Problem:

The client had 10 monthly bill cycles, and during such bill cycle days, the billing process was connected to the DB cluster in 20 streams. After the process had started the replication the above-mentioned billing process failed with the “could not send data to the client: Connection reset by peer” error. The client reduced the number of streams to 10 still facing the same issue. After this, the client shuts another daemon process which should run in parallel with the billing process as a workaround.

Process:

Step 1 – initial investigation and the meeting with the client:

In the meeting, our experts discussed the following topics:

Connection Reset Troubleshooting:

  • Discussed connection reset error during bulk database processing.
  • Error that impacted logical and physical replication and terminated some connections.
  • I supported cases with Red Hat and VMWare and found no external issues; the TCP dump also showed no network problems.
  • Database Issues:

  • The team suspected the database itself was causing the issue, as all other components functioned properly.
  • Network Utilization:

  • Grafana monitoring on April 15th showed no network spikes correlating with the errors.
  • Planned as a next step to joint call with the network team to address connection resets during bulk processing in Postgres databases.
  • Database Connection Issues:

  • Suspected missing database parameters and Pgpool dropping connections, affecting replication.
  • Network Configuration:

  • Database and Pgpool were not on the same subnet but connected through a horse.
  • Performance improved after running analysis and vacuum commands
  • PG Pool Issue:

  • Debated over PG Pool causing idle session termination without a solution yet.
  • Scheduled another meeting with network experts to address connection drops and performance issues.

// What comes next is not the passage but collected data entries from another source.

PR #617, opened 2020-08-12
Do not subscribe to self content share video

ltrung:
**Description of changes:**
- Update downlink policies to not consider self content share video when subscribing for video stream index.
- Manually raise videoTileDidUpdate in startContentShare to be backward-compatible with the previous behavior.

**Testing**

2. How did you test these changes? Test with local demo app and verify that content share video is still shown to sharer but addVideoTile is not called from createPeerConnectionTask.


src/contentsharecontroller/DefaultContentShareController.ts
```diff
@@ -48,10 +50,21 @@ export default class DefaultContentShareController
...
-      this.audioVideo.videoTileController.startLocalVideoTile();
+      this.contentAudioVideo.videoTileController.startLocalVideoTile();
     }
+
+    const tile = this.attendeeAudioVideo.videoTileController.addVideoTile();
+    tile.bindVideoStream(
+      this.contentAudioVideo.configuration.credentials.attendeeId,
+      false,
+      stream,
+      null,
```
XHatan, line 63: can we fill the width and height ?

src/contentsharecontroller/DefaultContentShareController.ts
```diff
@@ -83,7 +96,7 @@ export default class DefaultContentShareController
   }
 
   stopContentShare(): void {
-    this.audioVideo.stop();
+    this.contentAudioVideo.stop();
```
XHatan, line 99: A general question, does videoTileWasRemoved get fired when stopContentShare is called ?  should we call another bindStream here?

src/contentsharecontroller/DefaultContentShareController.ts
ltrung: We do not set width and height for content share currently. I checked the current behavior and it does not contain width and height either.

PR #619, opened 2020-08-13
Exclude self content share stream index

ltrung:
**Description of changes:**
-  Exclude self content share video stream index.
-  Manually raise videoTileDidUpdate in startContentShare to be backward-compatible with the previous behavior.

**Testing**

2. How did you test these changes? Test with local demo app and verify that content share video is still shown to sharer but addVideoTile is not called from createPeerConnectionTask.


src/contentsharecontroller/DefaultContentShareController.ts
```diff
@@ -106,6 +110,16 @@ export default class DefaultContentShareController
   }
 
   audioVideoDidStart(): void {
+    this.contentShareTile = this.attendeeAudioVideo.videoTileController.addVideoTile();
+    this.contentShareTile.bindVideoStream(
+      this.contentAudioVideo.configuration.credentials.attendeeId,
+      false,
+      this.mediaStreamBroker.mediaStream,
+      null,
+      null,
```
aburnson, line 119: Investigate whether width and height can be derived from MediaStream like it is done here: https://github.com/aws/amazon-chime-sdk-js/blob/0e03fdce362efea84da16af9b28735a72661654a/src/task/CreatePeerConnectionTask.ts#L216

ltrung: Added dimension.

src/contentsharecontroller/DefaultContentShareController.ts
```diff
@@ -105,18 +111,66 @@ export default class DefaultContentShareController
...
+        const isContentAttendee = new DefaultModality(attendeeId).hasModality(
+          DefaultModality.MODALITY_CONTENT
+        );
+        const isSelfAttendee =
+          new DefaultModality(attendeeId).base() ===
+          this.attendeeAudioVideo.configuration.credentials.attendeeId;
+        if (isContentAttendee && isSelfAttendee) {
+          if (present && !this.contentShareTile) {
+            const stream = this.mediaStreamBroker.mediaStream;
+            if (stream.getVideoTracks().length > 0) {
```
aburnson, line 145: For readability, to reduce the level of nesting here, you could return early if the conditionals are false.

src/contentsharecontroller/DefaultContentShareController.ts
```diff
@@ -105,18 +111,66 @@ export default class DefaultContentShareController
...
     });
   }
+
+  private setupContentShareEvents(): void {
+    /*
+     *  We use realtimeSubscribeToAttendeeIdPresence instead of audioVideoDidStart because audioVideoDidStart fires
+     *  before the capacity check in Tincan while when realtimeSubscribeToAttendeeIdPresence fires, we know the
+     *  content attendee has been able to pass the capacity check and join the call so we can start the local
+     *  content share video
+     */
```
aburnson, line 133: Prefer single-line `//` over doc-gen style `/* */` for inline comments.

ltrung: Good to know. Fixed.

src/contentsharecontroller/DefaultContentShareController.ts
ltrung: Return early for the two outer loops.

PR #636, opened 2020-08-20
Prevent error accessing browser.name or browser.version when using custom user agent

rlebosse:
Right now, if your browser has a custom user agent set, there will be an error accessing `this.browser.name` when you try to start the Chime Meeting.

    Step 2 – follow-up meeting with the client:

    At this meeting, our expert team discussed with the client the following topics:

    1. Connection Reset Issue:

  • Bulk processing on the production system caused connection resets.
  • Concluded as a network issue, suggested extended packet loss monitoring.
  • 2. Network Analysis:

  • Deeper network analysis with tools like Tcpdump is recommended.
  • Checked parameters like Ccp or timeout for anomalies.
  • 3. Subnet Configuration:

  • Pgpool and P1-time database confirmed on the same subnet; further expert analysis was needed.
  • 4. Evidence Gathering:

  • Collected evidence to determine if the issue is network-related or Postgres-related.
  • 5. TCP Zero Packet Issue:

  • Tcpdump showed TCP zero packets, indicating possible machine issues rather than Postgres.
  • 6. Network Issue:

  • Complex network setup affected application, replication, and connections; impacted both master and slave servers.
  • 7. Database Size and Replication:

  • Database size was: 500 GB with 32 CPUs.
  • Replication from production to standby using streaming and logical methods.
  • 8. IP Addresses:

  • Discussed various IPs for Pgpool VIP and connections to data sites.
  • 9. Network Issues Recap:

  • Network issues caused connection resets for databases and replication processes.
  • 10. Virtual IP:

  • Virtual IP for database 14 correlated with database 19, affecting primary database roles.
  • 11. Network Drivers and OS Tuning:

  • Planned to upgrade network drivers and tune operating systems for better performance.
  • 12. Database Tuning:

  • Shared load configuration for fine-tuning Pgpool settings.
  • Solution:

    After troubleshooting and checking the previous logs, the expert team suggested that the issue wasn’t related to the database. It was a network issue because not only client’s connections were dropped but streaming replication connections were also dropped.

    Conclusion:

    The client experienced connection resets during monthly billing cycles when connected to the database cluster, even after reducing the number of streams and shutting down parallel processes. Initial investigations and meetings identified the issue as a network problem rather than a database issue, despite TCP dumps showing no clear network spikes. Further analysis revealed that both client and replication connections were affected, indicating a complex network issue rather than a database fault. The team plans to upgrade network drivers, tune the OS, and conduct a deeper network analysis to resolve the problem.